# touche qui ne fonctionne plus



## manufon91 (16 Juin 2006)

Bonjour, 

Voila mon problème: depuis 3 jours ma touche x ne fonctionne plus. C'est a dire que quand j'appuie dessus, ça n'écrit pas. J'ai le clavier Bluetooth Apple et les piles sont neuves. Je ne sais pas trop quoi faire.

Merci de votre aide


----------



## Pascal 77 (16 Juin 2006)

Sous garantie, l'échanger, sinon, en racheter un autre.


----------



## manufon91 (18 Juin 2006)

Ce week end, j'ai testé mon clavier chez une autre personne qui a un mac mini et la touche fonctionne très bien. J'ai aussi remarqué que ce problème n'arrivait que sous ma sessions sur mon ordi.

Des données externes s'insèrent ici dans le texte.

PR #1650, opened 2026-08-11
clib: enable OS/2 32-bit default windowing

hakanrw:
Open Watcom contains an OS/2 Presentation Manager implementation of
default windowing, but the feature was not enabled by the OS/2 32-bit
clib build.

This enables default windowing for the i386 OS/2 target and fixes the
remaining compilation and teardown issues in that path.

During shutdown, `_MainWindowData` was freed before the PM windows were
destroyed. Window destruction dispatches messages through
`_MainDriver()`, which still requires that data. The cleanup order is
changed to destroy the window first and release its bookkeeping
afterwards.

Reproducer:

```
    #include <stdio.h>
    
    int main(void)
    {
        printf("Hello from OS/2!\n");
    
        printf("\nPress Enter to exit...");
        getchar();

        return 0;
    }
```

Build as a normal window-compatible VIO application:

```
    wcl386 -bt=os2 -l=os2v2 main.c -fe=main-vio.exe
```

Build using Open Watcom default windowing:

```
    wcl386 -bt=os2 -bw -l=os2v2_pm main.c -fe=main-bw.exe
```

The normal build runs in an OS/2 VIO window. The `-bw` build creates the
Open Watcom PM frame and its `Standard IO` child window, with
`printf()` and `getchar()` redirected through the existing default
windowing infrastructure.

VIO:
image

OW DW:
image

Both modes were tested on OS/2 Warp 3.0, including input and clean
program termination.

This change enables default windowing only for 32-bit i386 OS/2. The
16-bit OS/2 path remains unchanged.

### DIFF
--- a/bld/clib/defwin/c/pmmain.c
+++ b/bld/clib/defwin/c/pmmain.c
@@ -37,6 +37,8 @@
 #define INCL_WIN
 #include <wos2.h>
 #include "win.h"
+#include "defwin.h"
+#include "initwin.h"
 #include "pmmenu.rh"
 
 
@@ -189,10 +191,10 @@ _WCRTLINK void  __InitDefaultWin( void )
 _WCRTLINK void  __FiniDefaultWin( void )
 //======================================
 {
-    _FiniMainWindowData();
     if( _MainWindow != 0 ) {
         WinDestroyWindow( _MainWindow );
     }
+    _FiniMainWindowData();
     if( hMessageQueue != 0 ) {
         WinDestroyMsgQueue( hMessageQueue );
     }
--- a/bld/clib/defwin/h/win.h
+++ b/bld/clib/defwin/h/win.h
@@ -53,7 +53,7 @@
 #ifdef __OS2__
 typedef int         HANDLE;
 extern  unsigned    __WinSetWindowPos(unsigned);
-#pragma aux __WinSetWindowPos __parm [__eax] __modify [__ebx]
+#pragma aux __WinSetWindowPos = __parm [__eax] __modify [__ebx]
 #define WinSetWindowPos(a1,a2,a3,a4,a5,a6,a7)           \
         __WinSetWindowPos(WinSetWindowPos(a1,a2,a3,a4,a5,a6,a7))
 #endif
--- a/build/mif/defwind.mif
+++ b/build/mif/defwind.mif
@@ -1,3 +1,8 @@
 !ifeq system windows
 default_windowing = 1
 !endif
+!ifeq system os2
+!ifeq host_cpu 386
+default_windowing = 1
+!endif
+!endif


hakanrw:
CI failed, I am checking the build error currently. I will update 
the PR branch after fixing the issue.

jmalak:
The default Windowing is used only for 16-bit Windows (+32-bit Win Extender), because it doesn't support console ( command line).
For another OS-es it is deactivated because they have console (command line), but should be compilable. It can be tested if 
you set environment variable OWDEFAULT_WINDOWING=1 on OS/2 and NT.

hakanrw:
CI exposed that the OS/2 387 runtime variant defines a different processor,
which gated the default windowing for that variant and failed the build 
while trying to reuse `nodefwin.obj` (which didn't exist because 386 had
built `dinitwin.obj` instead).

I updated the default-windowing gate to use `host_cpu == 386` and 
verified both 386 and 387 runtime DLL builds.

> The default Windowing is used only for 16-bit Windows (+32-bit Win Extender), because it doesn't support console ( command line). For another OS-es it is deactivated because they have console (command line), but should be compilable. It can be tested if you set environment variable OWDEFAULT_WINDOWING=1 on OS/2 and NT.

Oh, I see, I did not know that environment flag. Enabling it would have failed 
previously, however, because the OS/2 default-windowing sources contained 
compilation errors. This PR also fixes those issues.

If default windowing is intentionally disabled for OS/2, I can drop the .mif 
change that enables it by default while preserving the compilation and teardown 
fixes, so OWDEFAULT_WINDOWING=1 remains usable for testing.

jmalak:
> CI exposed that the OS/2 387 runtime variant defines a different processor, which gated the default windowing for that variant and failed the build while trying to reuse `nodefwin.obj` (which didn't exist because 386 had built `dinitwin.obj` instead).
> 
> I updated the default-windowing gate to use `host_cpu == 386` and verified both 386 and 387 runtime DLL builds.
> 
I'm not sure if I understand you. CRTL doesn't use any definition of FPU. 
Could you elaborate a bit more please.

jmalak:
Only note to your change
`#pragma aux __WinSetWindowPos = __parm [__eax] __modify [__ebx]`
the equal character has no sense here
equal character has sense to be used if you add some instructions code after it, it must be instruction  bytes order.
The #pragma aux is very flexible and can be used for code generator low-level symbol information definition or to overwrite default info
The original form is OK, because without equal char it is transparent that it is not code but symbol properties only
normally **`"default"`** **`#pragma aux`** properties are used until it is changed by explicit **`#pragma aux`** specification

hakanrw:
> > CI exposed that the OS/2 387 runtime variant defines a different processor, which gated the default windowing for that variant and failed the build while trying to reuse `nodefwin.obj` (which didn't exist because 386 had built `dinitwin.obj` instead).
> > I updated the default-windowing gate to use `host_cpu == 386` and verified both 386 and 387 runtime DLL builds.
> 
> I'm not sure if I understand you. CRTL doesn't use any definition of FPU. Could you elaborate a bit more please.

Sure, I was not clear on this one. Let me explain in detail,

The failing target was the OS/2 wr7 RTDLL build. It sets `processor=387` to
select the x87-specific math387, but it reuses the regular OS/2 386 CRTL and 
its objects.

The CRTL was built with `processor=386`, so the original condition enabled 
default windowing and produced `dinitwin.obj`. Non-x87 wrt RTDLL linked
correctly. The later wr7 build used `processor=387`, did not enable default 
windowing, and the build config selected `nodefwin.obj` from the same CRTL 
object directory.

Since the earlier CRTL build had produced `dinitwin.obj` instead, 
`nodefwin.obj` did not exist and the build failed. This is my understanding of
the CI fail.

Both variants map to `host_cpu=386`, so I changed the condition to use
`host_cpu` instead of `processor` and verified both RTDLL builds, the CI passes
now.

However, I now plan to remove the automatic enabling of default windowing 
on OS/2, reverting the `.mif` changes while retaining the compilation and 
teardown fixes. That will make this makefile distinction irrelevant to the final 
change

> Only note to your change `#pragma aux __WinSetWindowPos = __parm [__eax] __modify [__ebx]` the equal character has no sense here equal character has sense to be used if you add some instructions code after it, it must be instruction bytes order. The #pragma aux is very flexible and can be used for code generator low-level symbol information definition or to overwrite default info The original form is OK, because without equal char it is transparent that it is not code but symbol properties only normally **`"default"`** **`#pragma aux`** properties are used until it is changed by explicit **`#pragma aux`** specification

Thank you for the feedback. I'll take another look at this.

jmalak:
It is clear for me now what you mean by 387.
I think it is not necessary to change it now, due to we not support default windowing for 32-bit OS/2 and NT.
Anyway wrt DLL is work-in-progress, not yet tested, only build to be sure not broken, but not part of distribution.
The idea of WATCOM was probably to consolidate all partial run-time libraries to single big run-time DLL, I am not sure if it is better then 3 run-time libraries (clib, cpplib and mathlib). I didn't try to build OW with this run-time DLL because it requires to change build make files and rebuild OW and test.
Anyway if you have any question then ask me and if I know I will answer. There is many specific things due to multiplatform nature of OW that it can look oddly. 
Take into account that OW can be build on following hosts DOS, OS/2, NT, Linux, OSX and BSD class, of cause not fully, it is possible on NT only. Now it is tested only on Linux, OSX and NT.

jmalak:
additional info for wrt DLL build in bld/rtdll/master.mif is remapping 387 to 386 that you need not to do it separately
only there can be something missing or incorrect macro if it doesn't work

jmalak:
I little reworked it and fix other problems related to default Windowing stuff
submitted as commit 340c139c15c3fa576c3a742128a10be21bb876d5

hakanrw:
Hi Jiri, thanks! I had not had the time to look into this, thanks for sorting it out.

jmalak:
no problem, i test it and fix all bugs for NT and OS/2 default windowing, which is not important (unused now)

PR #1656, opened 2026-08-17
Add IBM HLL debug type support

komh:
Hi/2.

This PR is to add IBM HLL debug type support to Open Watcom V2.

Review, please...


jmalak:
Thanks for your contribution.

Please use following rules to format source code
1. use always spaces, not hard tabs
2. remove all date stamps and authors (it is hold by SCM)
3. use types specific constants
- pointers NULL
- string termination character '\0'

Rebase to the latest git source code

komh:
I think, I've fixed according to the rules.

jmalak:
thanks for your update.

PR #317, opened 2025-06-03
DEMRUM-2077: Custom screen name in Navigation module

vaclav-halik-smartlook:
**Changes:**
- Added logic for custom screen naming.

**Notes:**
- This PR contains all changes from PR #306 and should thus follow after.


SplunkNavigation/Sources/SplunkNavigation/Model/NavigationModel.swift
```diff
@@ -20,19 +20,36 @@ actor NavigationModel {
 
     // MARK: - Public
 
+    public private(set) var moduleEnabled: Bool = true
+
+
```
froseio, line 25: double space

froseio (changes requested):
just a few double spaces and maybe Tasks handeling in property but i need to double check it first

PR #328, opened 2025-06-10
DEMRUM-2370: webview injection fix including legacy support

carlosmcevilly:
implement hybrid sync/async solution for partial legacy support

* the word "partial" is due to legacy BRUM itself; we cannot do everything
  we want with BRUM but we can match the old agent.
* provide legacy synchronous getNativeSessionId() for compatibility.
* add modern async getNativeSessionIdAsync() for improved results
* update DevelApp demo to show both of the above scenarios in action.
* introduce opt-in onNativeSessionIdChanged {} closure property to
  notify BRUM developers when the session ID updates.


SplunkWebView/Sources/SplunkWebView/WebViewInstrumentation.swift
```diff
@@ -0,0 +1,180 @@
...
+
+internal import CiscoLogger
+import SplunkCommon
+import WebKit
+
+public final class WebViewInstrumentation: NSObject {
+
+    private let logger = DefaultLogAgent(poolName: PackageIdentifier.instance(), category: "SplunkWebView")
+
+    public var sharedState: AgentSharedState?
```
c0mtru1se, line 26: **issue**: This property has to be `unowned` to avoid a strong retainment with SplunkRum.

SplunkAgent/Sources/SplunkAgent/Public API/Modules/WebViewInstrumentation/Proxies/Non-Operational/WebViewNonOperational.swift
```diff
@@ -0,0 +1,26 @@
...
+See the License for the specific language governing permissions and
+limitations under the License.
+*/
+
+import WebKit
+
+/// A Non-Operational version to use as a default proxy when the real module isn't installed.
+final class WebViewNonOperational: WebViewInstrumentationModule {
+    func integrateWithBrowserRum(_ view: WKWebView) {
+        // This is a no-op for when the module is not active.
```
c0mtru1se, line 24: **chore**: Please use the `logAccess(toApi: #function)` method here.

Package.swift
```diff
@@ -333,6 +314,7 @@ func generateMainTargets() -> [Target] {
         ),
 
 
+>>>>>>> feature/next-gen
```
c0mtru1se, line 317: **issue**: Please remove this merge resolution leftover, it breaks the compilation.

SplunkWebView/Sources/SplunkWebView/WebViewInstrumentation.swift
```diff
@@ -0,0 +1,180 @@
...
+
+    // NSObject conformance
+    // swiftformat:disable:next modifierOrder
```
c0mtru1se, line 29: **nitpick**: Why is this disable needed?

c0mtru1se (commented):
Couple of small issues & nits, otherwise LGTM. Won't be blocking merging.

SplunkWebView/Sources/SplunkWebView/WebViewInstrumentation.swift
carlosmcevilly: I wonder the same thing. Lint complains about this. Maybe a bug in our linter; I mean to look into that sometime.

SplunkWebView/Sources/SplunkWebView/WebViewInstrumentation.swift
carlosmcevilly: Good catch! Using `weak` since `sharedState` is an optional here.

SplunkAgent/Sources/SplunkAgent/Public API/Modules/WebViewInstrumentation/Proxies/Non-Operational/WebViewNonOperational.swift
carlosmcevilly: added

Package.swift
carlosmcevilly: !! fixed.

SMickelsn (approved):
LGTM.

Nice job on the demo app.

Sur les autres sessions de l'ordinateur, la touche fonctionne bien...

Alors que faire??  merci


----------



## Dramis (18 Juin 2006)

Supprime le clavier dans les péréphériques bluetooth et redétecte le.

Ca me fait ça des fois.


----------



## manufon91 (18 Juin 2006)

J'ai déjà tenté cette manipulation mais ça n'a rien changé. merci quand meme de ton aide


----------